» **EXTRACTED MATERIAL**
PR #1048, opened 2020-08-12
[watermarkstat] Import print_function from __future__

jleveque:
To support the `file=` argument in `print()` function in Python 2.7.


qiluo-msft:
Is it only for python3 compatibility?

jleveque:
It's for backwards-compatibility with Python 2.7.

PR #1948, opened 2021-11-24
[Auto-Techsupport] Issues related to Multiple Cores crashing handled

vivekreddynv:
Signed-off-by: Vivek Reddy Karri <vkarri@nvidia.com>

#### What I did

**Issues seen when multiple cores are crashed in very quick succession:**
1) The **rate_limit_interval** is not honored. Because, i previously was finding out the last created tech-support using the glob pattern `sonic_dump_*tar*`, which  will not include the dumps which are being currently run. These existing dump will not have .tar.gz extension. Thus, modified the `get_ts_dumps` to search based on the TS_ROOT i.e `sonic_dump_*`
2) **show auto-tech support history** is not showing all the created dumps. I've previously used to take the diff of tech support dumps before and after running the invocation and used to assign the diff as the corresponding techsupport for this core. This approach is prone to race condition as we can have multiple dumps in the diff found in the interval. 
Avoided this by parsing the stdout returned by `show techsupport` invocation

#### How to verify it

1) Unit Tests
2) Generate core-dumps in very quick succession. Use the default rate limit interval. Should only see one entry in tech-support history
3) Set global rate limit interval to 0. Generate cores in quick succession. Should see a few entries in the history.


vivekreddynv:
@ganglyu @qiluo-msft Please help review

scripts/coredump_gen_handler.py
```diff
@@ -111,26 +111,34 @@ def get_since_arg(self):
             return since_cfg
         return SINCE_DEFAULT
 
+    def parse_ts_dump_name(self, ts_stdout):
+        """ Figure out the ts_dump name from the techsupport stdout """
+        matches = re.findall(TS_PTRN, ts_stdout)
+        if matches:
+            return matches[-1]
+        else:
```
ganglyu, line 119: else is not necessary here.

tests/coredump_gen_handler_test.py
```diff
@@ -315,10 +328,13 @@ def test_invalid_since_argument(self):
         populate_state_db(redis_mock)
         with Patcher() as patcher:
             def mock_cmd(cmd, env):
+                ts_dump = "/var/dump/sonic_dump_random3.tar.gz"
                 cmd_str = " ".join(cmd)
-                if "show techsupport --since '2 days ago'" in cmd_str:
-                    patcher.fs.create_file("/var/dump/sonic_dump_random3.tar.gz")
-                    return 0, "", ""
+                print(cmd_str)
```
ganglyu, line 333: Is print used for debug?

vivekreddynv: Yes, Will remove

ganglyu (approved):
lgtm

PR #1952, opened 2021-11-30
[port] Fix port speed set

mykolaxgerasymenko:
Signed-off-by: Mykola Gerasymenko <mykolax.gerasymenko@intel.com>

#### What I did
Wrong port speed is set if included as a substring in a speed literal.
For example if we have a valid supported speeds for a port with 4 lanes: 40000 and 100000. Then if we try to set 4000.
`sudo config interface speed Ethernet0 4000`
As a result, we will get a wrong set speed 4G:
```
dut:~$ show interfaces status
Interface  Lanes  Speed  MTU  FEC   Alias     Vlan   Oper  Admin   Type      Asym PFC
--------- ------ ------ ----  ---- --------   -----  ----- ------ -----------   -----
Ethernet0  0,1,2,3  4G  9100  rs  Ethernet1/1 routed  up    up   QSFP28 or later     off
```
#### How I did it
Fixed finding the target (set) speed in the supported speeds list.

#### How to verify it
Set the wrong speed, which included as a substring in a speed literal.
For example, for a speed 40000 it is 4000.
If the wrong speed is set, an error message should appear:
```
admin@sonic:~$ sudo config interface speed Ethernet0 4000
Invalid speed specified: 4000
Valid speeds:40000,100000
```
Only speeds from the list of "Valid speeds" have been successfully set.
`sudo config interface speed Ethernet0 40000`

### DIFF
--- a/scripts/portconfig
+++ b/scripts/portconfig
@@ -109,12 +109,12 @@ class portconfig(object):
     def set_speed(self, port, speed):
         if self.verbose:
             print("Setting speed %s on port %s" % (speed, port))
-        supported_speeds_str = self.get_supported_speeds(port)
-        if supported_speeds_str:
-            if supported_speeds_str.find(str(speed)) == -1:
-                print('Invalid speed specified: {}'.format(speed))
-                print('Valid speeds:{}'.format(supported_speeds_str))
-                exit(1)
+        supported_speeds_str = self.get_supported_speeds(port) or ''
+        supported_speeds = [int(s) for s in supported_speeds_str.split(',')]
+        if int(speed) not in supported_speeds:
+            print('Invalid speed specified: {​​​​​​​}​​​​​​​'.format(speed))
+            print('Valid speeds:{​​​​​​​}​​​​​​​'.format(supported_speeds_str))
+            exit(1)
         self.db.mod_entry(PORT_TABLE_NAME, port, {PORT_SPEED_CONFIG_FIELD_NAME: speed})
 
     def set_fec(self, port, fec):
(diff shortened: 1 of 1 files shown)


mykolaxgerasymenko:
@andriymoroz-mlnx @yxieca Please review.

novikauanton (approved):

scripts/portconfig
```diff
@@ -109,12 +109,12 @@ class portconfig(object):
...
         if self.verbose:
             print("Setting speed %s on port %s" % (speed, port))
-        supported_speeds_str = self.get_supported_speeds(port)
-        if supported_speeds_str:
-            if supported_speeds_str.find(str(speed)) == -1:
-                print('Invalid speed specified: {}'.format(speed))
-                print('Valid speeds:{}'.format(supported_speeds_str))
-                exit(1)
+        supported_speeds_str = self.get_supported_speeds(port) or ''
+        supported_speeds = [int(s) for s in supported_speeds_str.split(',')]
```
novikauanton, line 113: in case `supported_speeds_str` is blank string (``),  next line will faile, because blank string can't be converted to int, 
```
>>> [int(s) for s in  ''.split(',')]
  File "<stdin>", line 1, in <listcomp>
ValueError: invalid literal for int() with base 10: ''
```

You need to check that value you are casting to int is not blank, 
```
 [int(s) for s in  ''.split(',') if s]
```

novikauanton (changes requested):

scripts/portconfig
mykolaxgerasymenko: Thanks for the review. Fixed.

novikauanton (approved):

mykolaxgerasymenko:
@andriymoroz-mlnx @yxieca please review.

mykolaxgerasymenko:
@jleveque @Junchao-Mellanox please review.

mykolaxgerasymenko:
@jleveque @Junchao-Mellanox Could you please review?

yxieca (approved):

PR #1956, opened 2021-12-01
[fast-reboot]Let PMON be graceful stopped

PJHsieh:
#### What I did
Let PMON service be graceful stopped.
#### How I did it
Append pmon to the end of SERVICES_TO_STOP to lead to safe exit.
#### How to verify it
The following strings shall be in the output of "sudo fast-reboot -v"

Stopping pmon service ...
Stopped pmon service ...


PJHsieh:
retest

» **DESCRIPTION OF THE TASK**
Reply with every line of the listing that has the string "substring".

» **RESPONSE BELOW**
Wrong port speed is set if included as a substring in a speed literal.
Set the wrong speed, which included as a substring in a speed literal.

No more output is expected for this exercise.